The one-dimensional digital waveguide
shown in Figure 1 can be extended into a two-dimensional digital
waveguide mesh [Van Duyne and Smith 1993a, Van Duyne and
Smith 1993b]. The structure of the 2-D digital waveguide
mesh can be
viewed as a layer of parallel vertical waveguides superimposed on a
layer of parallel horizontal waveguides intersecting each other at
4-port scattering junctions as shown in Figure 2.
Figure 1:
The 1-D Digital Waveguide. The upper rail contains right-going waves,
and the lower rail contains left-going waves.
Figure 2:
The 2-D digital waveguide mesh.
The 2-D digital waveguide mesh is a very useful
model for hyperspectral data sonification since we can have a great
deal of flexibility in mapping high-dimensional data to control
parameters in a mesh. For instance, each data can be mapped to the
initial excitation condition of each junction in a mesh. That way, we
can use N-dimensional data, how large N may be, without
discarding any because there is no physical limitation on the size of
the
2-D mesh. That is, all N dimensions of the data can contribute to
making sounds.
We have used three different methods to map the data
to the mesh:
(1) Create a N-point mesh, for
N-dimensional data, and map each value to the initial excitation
condition of each point in the mesh. The initial condition may be any
type of wave variables - displacement, velocity, or force. Since the
2-D mesh we have used is rectilinear, we can have different types of
mesh with the same N points. For example, when N = 128, we can have
three meshes with different sizes - 2x64, 4x32, or 8x16 mesh.

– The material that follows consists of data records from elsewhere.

PR #1429, opened 2025-07-31
Adding support for Bidi read

Dhriti07:
Adding implementation for Bidi Read

### DIFF
--- a/gcsio/src/main/java/com/google/cloud/hadoop/gcsio/GoogleCloudStorageBidiReadChannel.java
+++ b/gcsio/src/main/java/com/google/cloud/hadoop/gcsio/GoogleCloudStorageBidiReadChannel.java
@@ -29,10 +29,8 @@ public class GoogleCloudStorageBidiReadChannel implements ReadVectoredSeekableBy
   private long objectSize;
   private boolean isOpen = true;
   private boolean gzipEncoded = false;
-  @VisibleForTesting private SeekableByteChannel contentReadChannel;
-  @VisibleForTesting private long currentPosition = 0;
-
-  private boolean isProjectionObtained= false;
+  @VisibleForTesting public SeekableByteChannel contentReadChannel;
+  @VisibleForTesting public long currentPosition = 0;
 
   public GoogleCloudStorageBidiReadChannel(
       Storage storage,
@@ -49,7 +47,8 @@ public class GoogleCloudStorageBidiReadChannel implements ReadVectoredSeekableBy
     this.blobReadSession =
         initializeBlobReadSession(storage, blobId, readOptions.getBidiClientTimeout());
     this.boundedThreadPool = boundedThreadPool;
-    initMetadata(itemInfo.getContentEncoding());
+    initMetadata(itemInfo.getContentEncoding(), itemInfo.getSize());
+    initializeReadSession();
   }
 
   private void initializeReadSession() {
@@ -69,10 +68,6 @@ public class GoogleCloudStorageBidiReadChannel implements ReadVectoredSeekableBy
 
   @Override
   public int read(ByteBuffer dst) throws IOException {
-    if(!isProjectionObtained){
-      isProjectionObtained = true;
-      initializeReadSession();
-    }
     throwIfNotOpen();
     if (!dst.hasRemaining()) {
       return 0;
@@ -87,6 +82,7 @@ public class GoogleCloudStorageBidiReadChannel implements ReadVectoredSeekableBy
       this.currentPosition = objectSize;
       return -1;
     }
+    currentPosition = currentPosition + bytesRead;
 
     return bytesRead;
   }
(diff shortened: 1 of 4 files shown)


gcsio/src/main/java/com/google/cloud/hadoop/gcsio/GoogleCloudStorageBidiReadChannel.java
```diff
@@ -1,51 +1,60 @@
 package com.google.cloud.hadoop.gcsio;
```
ShreyasSinha, line 1: Add finer logging across the implementation for major decisions. This will help in debugging. Refer: GoogleCloudStorageClientReadChannel for major logging spots.

gcsio/src/main/java/com/google/cloud/hadoop/gcsio/GoogleCloudStorageBidiReadChannel.java
```diff
@@ -70,37 +94,61 @@ public int write(ByteBuffer src) throws IOException {
...
+    this.currentPosition = newPosition;
+    return this;
   }
 
   @Override
   public long size() throws IOException {
-    // TODO(dhritichopra) Add read flow
-    return 0;
+    throwIfNotOpen();
+    if (objectSize == -1) {
```
ShreyasSinha, line 138: How is this being set to -1?

gcsio/src/main/java/com/google/cloud/hadoop/gcsio/GoogleCloudStorageBidiReadChannel.java
```diff
@@ -70,37 +94,61 @@ public int write(ByteBuffer src) throws IOException {
...
+      throw new IOException("Size of file is not available");
+    }
+    return objectSize;
   }
 
   @Override
   public SeekableByteChannel truncate(long size) throws IOException {
-    // TODO(dhritichopra) Add read flow
-    return null;
+    throw new UnsupportedOperationException("Cannot truncate a read-only channel");
```
ShreyasSinha, line 148: GoogleCloudStorageEventBus.postOnException() is missing?

gcsio/src/main/java/com/google/cloud/hadoop/gcsio/GoogleCloudStorageBidiReadChannel.java
Dhriti07: It will not be set to -1 in the BidiReadChannel. Item info (From where we are populating objectSize) itself defaults to -1 if the object does not exist. I had added this for debugging. Although this case is probably unlikely that the object would not exist and size() function would be called on this channel without having failed at the initialization point. So we can consider removing this.

gcsio/src/main/java/com/google/cloud/hadoop/gcsio/GoogleCloudStorageBidiReadChannel.java
Dhriti07: Done. Added in the following commits. Please ignore the debugging code that got pushed in the commit. I fixed it in a following commit.

gcsio/src/main/java/com/google/cloud/hadoop/gcsio/GoogleCloudStorageBidiReadChannel.java
Dhriti07: Done

gcsio/src/test/java/com/google/cloud/hadoop/gcsio/GoogleCloudStorageBidiReadChannelTest.java
```diff
@@ -72,17 +146,10 @@ public void write_unsupportedOperationException() throws IOException {
         () -> bidiReadChannel.write(ByteBuffer.allocateDirect(0)));
   }
 
-  // TODO(dhritichopra) Dummy test to complete coverage, remove with actual test once we have these
-  // implemented.
   @Test
-  public void readPath_dummyImplementation() throws IOException {
+  public void truncaate_unsupportedOperationException() throws IOException {
```
shrutisinghania, line 150: There is a typo in the test name. It should be truncate_unsupportedOperationException

shrutisinghania (changes requested):

gcsio/src/main/java/com/google/cloud/hadoop/gcsio/GoogleCloudStorageBidiReadChannel.java
```diff
@@ -1,106 +1,170 @@
...
-  private ExecutorService boundedThreadPool;
+  private final ExecutorService boundedThreadPool;
+  private static final String GZIP_ENCODING = "gzip";
+  private long objectSize;
+  private boolean isOpen = true;
+  private boolean gzipEncoded = false;
+  private final StorageResourceId resourceId;
+
+  private final Duration readTimeout;
+  @VisibleForTesting public SeekableByteChannel contentReadChannel;
```
cpriti-os, line 39: Can this be package private?

gcsio/src/main/java/com/google/cloud/hadoop/gcsio/GoogleCloudStorageBidiReadChannel.java
```diff
@@ -1,106 +1,170 @@
...
+    int bytesRead = contentReadChannel.read(dst);
+
+    while (bytesRead == 0) {
+      if (System.nanoTime() - startTime >= timeoutNanos) {
+        GoogleCloudStorageEventBus.postOnException();
+        throw new IOException(
+            String.format(
+                "Read timeout on %s after %s. No data was received.", resourceId, readTimeout));
+      }
+      bytesRead = contentReadChannel.read(dst);
```
cpriti-os, line 103: Nit: This loop is a form of busy-waiting, should we add a sleep (maybe in ms) to yield the CPU?

Dhriti07: Since this is performance sensitive, adding any delay even a small one would lead to increased latency.

PR #1448, opened 2025-08-13
Add documentation for fs.gs.cloud.logging.enable flag

cpriti-os:
Add documentation for the fs.gs.cloud.logging.enable configuration property to the gcs/CONFIGURATION.md file.

The new documentation covers all the necessary details for a user to enable this feature, including:

* The purpose of the flag to enable log exporting.
* The required IAM permission (roles/logging.logWriter) that the service account must have for the feature to work.
* The naming convention for the logs, explaining that they will be named gcs-connector and can be suffixed with the value of fs.gs.application.name.suffix if it is set.

### DIFF
--- a/gcs/CONFIGURATION.md
+++ b/gcs/CONFIGURATION.md
@@ -55,6 +55,14 @@
     return `null` for that file. Supported checksum types are `NONE`, `CRC32C`
     and `MD5`
 
+*   `fs.gs.cloud.logging.enable` (default: `false`)
+
+    If `true`, exports Cloud Storage Connector logs to GCP Logging service.The service account used by the connector
+    must have `roles/logging.logWriter` IAM permission in the GCP project for this feature to work.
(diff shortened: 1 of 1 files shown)


gcs/CONFIGURATION.md
```diff
@@ -55,6 +55,17 @@
...
     and `MD5`
 
+*   `fs.gs.cloud.logging.enable` (default: `false`)
+
+    If `true`, exports Cloud Storage Connector logs to the GCP Logging service. The service account
+    used by the connector must have `roles/logging.logWriter` IAM permission in the GCP project
+    for this feature to work.
+
+    The logs will be labelled with the log name `gcs-connector`, which will be suffixed with the
+    value of `fs.gs.application.name.suffix` if set. For example, if
```
animesh-g, line 65: I think it would be good update description of `fs.gs.application.name.suffix` as well.

cpriti-os: Added

PR #2602, opened 2026-06-12
docs: add money-pages to OpenAPI AuditType enum and audit examples

nitinja:
## What
Document `money-pages` as a valid audit type in the OpenAPI spec.

- **`schemas.yaml`** — add `money-pages` to the `AuditType` enum, and a money-pages variant to the `AuditResult` `oneOf` (`{ siteUrl, fullAuditRef }`, matching the audit-worker handler output).
- **`examples.yaml`** — add a `money-pages-audit` example (mirrors `broken-internal-links-audit`).
- **`audit-api.yaml`** — reference the new example in both audit response blocks (`audit-for-site`, `latest-audit-for-site`).
- **`docs/index.html`** — regenerated via `npm run docs:build` (repo convention for spec changes).

## Why
`money-pages` is a real, queryable audit type (e.g. `GET /sites/{siteId}/audits/money-pages`) but was missing from the `AuditType` enum. That enum is `$ref`'d by the `:auditType` path/query parameters (`parameters.yaml`), so the documented contract omitted a valid type. Pure doc/contract-accuracy fix — no runtime behavior change.

## Scope notes
- **Not** added to the `OpportunityType` enum — money-pages produces no opportunities (the audit only emits an SQS message to Mystique); listing it there would document a type that never exists.
- The vendored OpenAPI snapshot in `llmo-data-retrieval-service` is intentionally untouched (reference-only; nothing consumes/enforces it).

## Testing
- `npm run docs:lint` → exits 0 (`API description is valid 🎉`). The one `no-invalid-media-type-examples` warning on the new example is structural to `AuditResult`'s `oneOf` (its first variant is `additionalProperties: true`, so every per-type example matches 2 variants) — this same warning already occurs 46× for the existing examples (broken-backlinks, costs, meta-tags, …), so the addition is consistent.
- `npm run docs:build` → bundles successfully.

### DIFF
--- a/docs/openapi/audit-api.yaml
+++ b/docs/openapi/audit-api.yaml
@@ -38,6 +38,8 @@ audit-for-site:
                 $ref: './examples.yaml#/related-urls-audit'
               broken-internal-links-audit:
                 $ref: './examples.yaml#/broken-internal-links-audit'
+              money-pages-audit:
+                $ref: './examples.yaml#/money-pages-audit'
       '400':
         $ref: './responses.yaml#/400-audit-for-site'
       '401':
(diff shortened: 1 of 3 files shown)


tkotthakota-adobe (approved):
LGTM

(2) Create a mesh of size NxM, where N
corresponds to the dimension of the data to be sonified, and M can be
arbitrary. Then we use a plane wave as an excitation along the axis of
N points, and map the data to the initial condition of the plane wave.
(3) Create a
mesh of size NxM, where N corresponds to the dimension of the data to
be sonified, and M can be arbitrary. Instead of mapping the data to an
initial excitation condition as before, we map them to the boundary
condition of the mesh. Since one pole filters are used at the
boundaries,
we can map the data to control the gain or to change the pole location
of the filters. In this case, the initial excitation can be anything -
impulse, plane wave, or a set of impulses.
Each different mapping method yields sounds with
different sonority, but it is hard to tell the difference in sounds
generated using the same method since the quality of the sound
generated by the mesh is pretty much defined by its size rather than
the excitation. We need to develop the techniques to control the 2-D
mesh which will produce sounds as perceptually distant as they can be.
The following table includes sound examples and Matlab generated movies
that show wave propagation on the mesh using a single data point in
28-d data with three different mapping methods describe above.
3. Data Clustering
In the previous sonification method using a 2-D
digital waveguide mesh, the data was mapped to the control parameters
such as the initial point wise excitation, the initial plane wave
excitation, or the boundary condition of the mesh. While this approach
enabled us to map very high-dimensional data without sacrificing any
dimensions, the resulting sounds were barely distinguishable
because with the pseudo random initial condition represented by the
data, the size of the mesh
would dominate in resulting sounds. Furthermore, it was point wise
sonification; that is, a single point in the data sets corresponds to
one mesh, thus not only making the computational costs very high, but
also failing to provide a good data clustering scheme.
We took a new approach to focus on the data
clustering this time instead of sonifying every single data point. We
create an N-point mesh (with proper width X and height Y where XxY=N)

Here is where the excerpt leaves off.